Adapting an in vitro neuronal excitotoxicity model to elucidate the novel toxic mechanism of a positive allosteric modulator of the metabotropic glutamate receptor 5

AD Weaver, AB Tobin. MRC Toxicology Unit, Leicester, UK

Metabotropic glutamate receptor 5 (mGlu5) has a prominent role in excitatory neurotransmission in the mammalian CNS and has been shown to have a potential involvement in neurological disorders, such as fragile X disease and schizophrenia. Recently, allosteric ligands for mGlu5 have been described. As well as providing increasing prospects for the regulation of these receptors and use as potential therapeutics, some positive allosteric modulators have been reported to display receptor-dependent neurotoxicity (Parmentier-Batteur, Hutson et al. 2013). We aimed to test an in vitro system to discern the underlying mechanisms of this toxicity, using a neurotoxic positive allosteric modulator (LSN-2814617) (Gilmour, Broad et al. 2013) and the prototypical negative allosteric modulator MPEP.

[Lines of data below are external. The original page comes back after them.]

PR #3340, opened 2022-11-09
Few alternate forms order and rotating ID function

osherwott:
Switched order of forms in PokemonList.ts and PokemonNameTypes.ts to accurately reflect official and game listings:
* Pikachu (World Cap) between (Partner) and (Flying)
* Vivillon (Icy Snow) as 666.00, (Meadow) as 666.06, and (Poké Ball) as 666.18
* Flabébé, Floette, and Florges (Orange) between (Yellow) and (Blue)
* Minior in *ROGBIV* order: (Red), (Orange), (Yellow), (Green), (Blue), (Indigo), (Violet)
* Alcremie by cream: (Vanilla), (Ruby Cream), (Matcha), (Mint), (Lemon), (Salted), (Ruby Swirl), (Caramel), (Rainbow), and within each cream subdivided by sweet: (Strawberry), (Berry), (Love), (Star), (Clover), (Flower), (Ribbon); ID subdivisions to two decimal places changed accordingly

Re-named files of images (shiny and non-shiny) to match new IDs:
* Pikachu 25.08 - 25.12
* Vivillon 666 - 666.18
* Flabébé 669.02 and 669.03
* Floette 670.02 and 670.03
* Florges 671.02 and 671.03
* Minior 774.01 - 774.07
* Alcremie 869.01 - 869.86 (tenths and hundredths numbers changed accordingly)

Re-added Pumpkaboo (Average) non-shiny sprite that had been omitted for some time after being replaced with Pumpkaboo (Small)

Adjusted code in PokedexHelper.ts to account for Vivillon (Meadow)'s new ID

Resolves #2020

PR #3371, opened 2022-11-13
Pokemon List cleanup and Mega data

Qwertypop04:
Moves all Pokemon IDs to n.0x where some were previously n.x, and moves around the ordering of some alternate forms
Moves all Mega forms to be normal alt forms, adds their Mega Evolutions, and Mega Stones. This does not make any more Megas available, just makes it easier to make more available later.


src/scripts/Update.ts
```diff
@@ -1420,6 +1420,207 @@ class Update implements Saveable {
...
+                [877.1, 877.01],
+                [888.1, 888.01],
+                [889.1, 889.01],
+                [892.1, 892.01],
+                [893.1, 893.01],
+                [898.1, 898.01],
+                [898.2, 898.02],
+            ];
+
+            consistentIDs.forEach(([oldID, newID]) => {
```
Aegyo, line 1591: This isn't going to work for the Alcremie ones, you are overwiting data of a different Alcremie, so it won't be there when you try to move that id later. Osherwott is working on a method of rotating ids around in #3340, I would wait for that before these Alcremie changes.

eg .53 overwrites into .54, and then later you try to move .54 into .51, but .54 now contains stats for the old .53

osherwott:
Would it be possible for you to move Pikachu (World Cap) to after (Partner Cap), since that way it would more accurately reflect the main games' pokedex entries and pokeclicker's acquisition order? Everything else looks stellar! We'll try to get that update function out as soon as possible!

Qwertypop04:
> Would it be possible for you to move Pikachu (World Cap) to after (Partner Cap), since that way it would more accurately reflect the main games' pokedex entries and pokeclicker's acquisition order? Everything else looks stellar! We'll try to get that update function out as soon as possible!

No. The way it is is intentional.

Aegyo:
What's the reasoning?

Qwertypop04:
> What's the reasoning?

It is essentially the "Galar Cap". So it is grouped with the rest of the region caps. Partner Cap is a seperate thing.

src/scripts/Update.ts
```diff
@@ -1513,6 +1518,253 @@ class Update implements Saveable {
...
+                }
+                // Update our statistics
+                saveData.statistics.pokemonEncountered[newID] = saveData.statistics.pokemonEncountered[oldID] || 0;
+                saveData.statistics.pokemonDefeated[newID] = saveData.statistics.pokemonDefeated[oldID] || 0;
+                saveData.statistics.pokemonCaptured[newID] = saveData.statistics.pokemonCaptured[oldID] || 0;
+                saveData.statistics.pokemonHatched[newID] = saveData.statistics.pokemonHatched[oldID] || 0;
+                saveData.statistics.shinyPokemonEncountered[newID] = saveData.statistics.shinyPokemonEncountered[oldID] || 0;
+                saveData.statistics.shinyPokemonDefeated[newID] = saveData.statistics.shinyPokemonDefeated[oldID] || 0;
+                saveData.statistics.shinyPokemonCaptured[newID] = saveData.statistics.shinyPokemonCaptured[oldID] || 0;
+                saveData.statistics.shinyPokemonHatched[newID] = saveData.statistics.shinyPokemonHatched[oldID] || 0;
```
Aegyo, line 1757: Needs the male/female variants of all of these too

Qwertypop04: Ah, of course. I believe that should be all of them?

Jaaslet (approved):
I have fixed the problems i found. There are no more missingNOs, and i tested a couple of mons to see if the stats are transferred correct, and i found no problems.
Thanks for the PR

Rat cortical neurons were derived from embryonic cortical samples from E18 wistar rats and plated onto poly-D-lysine coated plates at a density of 4 x 105 cells well-1 for all experiments, which were performed after 7 days in vitro (DIV). Cell death was measured at a 24 hour time-point using lactate dehydrogenase (LDH) activity as a marker. Firstly, the endogenous ligand of mGlu5, L-glutamate, was added to a 96 well plate at a range of concentrations (1 µM to 10 mM) either alone, or in the presence of MPEP (100 µM) or LSN-2814617 (100 µM). L-glutamate produced cell death across the range of concentrations (pLD50 = 4.80 ± 0.08, n=3). No significant change in total cell death or pLD50 was observed at any concentration of L-glutamate in the presence of LSN-2814617, however, MPEP caused a decrease in total cell death (65 ± 3% of L-glutamate max, n=3), and shifted the pLD50 for L-glutamate (3.71 ± 0.07, n=3). Next, we investigated the time-course of cell death in this system, to ascertain if LSN-2814617 or MPEP affected the rate of neuronal cell death. No significant change in the rate of cell death occurred in the presence of LSN-2814617 or MPEP; however, MPEP again reduced total cell death. Finally, we tested MPEP at a range of concentrations (100 nM to 100 µM) to investigate whether the neuroprotective effect of MPEP occurred in a concentration-dependent manner. Surprisingly, MPEP was only neuroprotective at a concentration of 100 µM, implying that the neuroprotective effect of MPEP is not mediated through mGlu5.

These data show that the neuronal cell death reported for LSN-2814617 cannot be investigated in primary pure cortical neuron preparations using this assay, perhaps implying that it is unlikely the neurotoxic effect is mediated directly by mGlu5 action in neurons. Further pharmacological profiling and comparison of the ligand LSN-2814617 with non-toxic mGlu5 PAMs will be essential in elucidating the underlying mechanism of toxicology.

Gilmour, G., et al. (2013). In vitro characterisation of the novel positive allosteric modulators of the mGlu(5) receptor, LSN2463359 and LSN2814617, and their effects on sleep architecture and operant responding in the rat. Neuropharmacology 64: 224-239.

Parmentier-Batteur, S., et al. (2013). Mechanism based neurotoxicity of mGlu5 positive allosteric modulators - Development challenges for a promising novel antipsychotic target. Neuropharmacology.